Task details » Even the shortest line counts, so transcribe all the data exactly.

※ ※ ※

PR #5997, opened 2024-06-06
refactor(core): trigger organization membership updated hook from jit

gao-sun:
## Summary

- trigger organization membership updated hook when a user has been provisioned into an organization via jit
- reorg data hook tests
- rename `assignDataHookContext` -> `appendDataHookContext`
- support sending hooks for relation routes

## Testing

integration tests added

## Checklist

- [ ] `.changeset`
- [ ] unit tests
- [x] integration tests


packages/core/src/libraries/hook/context-manager.ts
```diff
@@ -21,21 +23,44 @@ type DataHookMetadata = {
...
+   * // The actual context to send will be:
+   * { data: pick(user, ...userInfoSelectFields) }
+   */
+  user: User;
+};
+
+/**
+ * A map of data hook event to its context type for better type hinting.
+ */
+export type DataHookContextMap = {
```
simeng-li, line 49: nit: Would it be better to put this type in @logto/schemas? Keep the same resource as the DataHook events definitions.

gao-sun: i doubt this. it's a core-specific type and it may change time to time - unless our users are using `@logto/schemas` for their hook apis

simeng-li (approved):

packages/core/src/libraries/hook/context-manager.ts
gao-sun: aligned offline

※ ※ ※

Task result »
PR #5997, opened 2024-06-06
refactor(core): trigger organization membership updated hook from jit

gao-sun:
## Summary

- trigger organization membership updated hook when a user has been provisioned into an organization via jit
- reorg data hook tests
- rename `assignDataHookContext` -> `appendDataHookContext`
- support sending hooks for relation routes

## Testing

integration tests added

## Checklist

- [ ] `.changeset`
- [ ] unit tests
- [x] integration tests


packages/core/src/libraries/hook/context-manager.ts
```diff
@@ -21,21 +23,44 @@ type DataHookMetadata = {
...
+   * // The actual context to send will be:
+   * { data: pick(user, ...userInfoSelectFields) }
+   */
+  user: User;
+};
+
+/**
+ * A map of data hook event to its context type for better type hinting.
+ */
+export type DataHookContextMap = {
```
simeng-li, line 49: nit: Would it be better to put this type in @logto/schemas? Keep the same resource as the DataHook events definitions.

gao-sun: i doubt this. it's a core-specific type and it may change time to time - unless our users are using `@logto/schemas` for their hook apis

simeng-li (approved):

packages/core/src/libraries/hook/context-manager.ts
gao-sun: aligned offline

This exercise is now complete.